The Government Communications Security Bureau (GCSB) tells us it has established clear links between the Russian government and a campaign of malicious cyber activity targeting overseas political institutions, businesses, media and sporting organisations.

The bureau  says  New Zealand organisations were not directly affected by these malicious cyber activities.

We are, however, seeing a range of activity in NZ that contains indicators which can be linked to Russian state actors. These incidents reinforce the need for NZ to have robust national systems to address cyber threats”.

Good to  know  the  GCSB  is on the  job,  but  Point of Order  wonders  why such  a statement,  with all  its  serious  international  implications, was left to the  GCSB’s director-general Andrew Hampton  to issue.

Surely  this is  a matter  which, because of those international implications, should  have come  from the  Prime  Minister?   Or  the  Deputy Prime Minister?   Or the  Minister of Foreign  Affairs  and  Trade?   Or even the  Minister  in charge of  Intelligence  Services?

Or  were  they  worried    they  would  step on  Vladimir Putin toes?

 Then  there is the timing of the  statement.
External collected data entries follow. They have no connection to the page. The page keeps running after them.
PR #348, opened 2021-01-29
Update python versions for tox targets

Theelgirl:
Add python 3.9 as a target since it's now the current stable release, and increment the lib testing by one python version since we incremented the main testing versions by 1.


davvid:
I should have merged this earlier before the numpy stuff but it's all good.  Thanks again!

PR #352, opened 2021-02-08
Create basic benchmarks

Theelgirl:
I will update BENCHMARKS.md as I run more.


Theelgirl:
Wait don't merge yet: the jsonpickle_benchmarks script at the moment can only be run outside of the jsonpickle home directory, as pytext.ini interferes with it by adding options that it doesn't recognize. Anyone is welcome to fix it, [here are the docs.](https://pytest-benchmark.readthedocs.io/en/latest/usage.html)

Theelgirl:
@davvid How does this look?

Hampton  says the GCSB has worked through a robust attribution process which strongly links four international malicious cyber incidents since 2015 to the Russian government

“The nature of these campaigns is complex. The GCSB’s assessment found it was highly likely the Russian military General Staff Main Intelligence Directorate (GRU) was behind the campaigns and that a number of cyber proxy groups associated with these incidents are actors of the Russian state.  Our process considered material from our partners and our own cyber threat analysis.

“The United Kingdom’s National Cyber Security Centre has today announced it assesses the GRU is behind this activity. This analysis is consistent with the GCSB’s”.

Hampton  goes on:

“These malicious cyber activities serve no legitimate national security interest. They were designed to negatively impact on the ability of people around the world to go about their daily lives free from interference.  Such behaviour is unacceptable – it is counter to NZ’s vision for an open, safe and secure cyberspace.

“NZ organisations were not directly affected by these malicious cyber activities.  We are, however, seeing a range of activity in New Zealand that contains indicators which can be linked to Russian state actors.

“These incidents reinforce the need for NZ to have robust national systems to address cyber threats. Initiatives such as the GCSB’s CORTEX cyber defence capabilities and the proposed expansion of the Malware-Free Networks programme help protect our nationally significant organisations.”

 The government is taking a fresh look at the current Cyber Security Strategy to ensure NZ is equipped to handle increasing cyber security threats.

Poimt of Order   wonders  which part of  the Coalition  Government is doing that.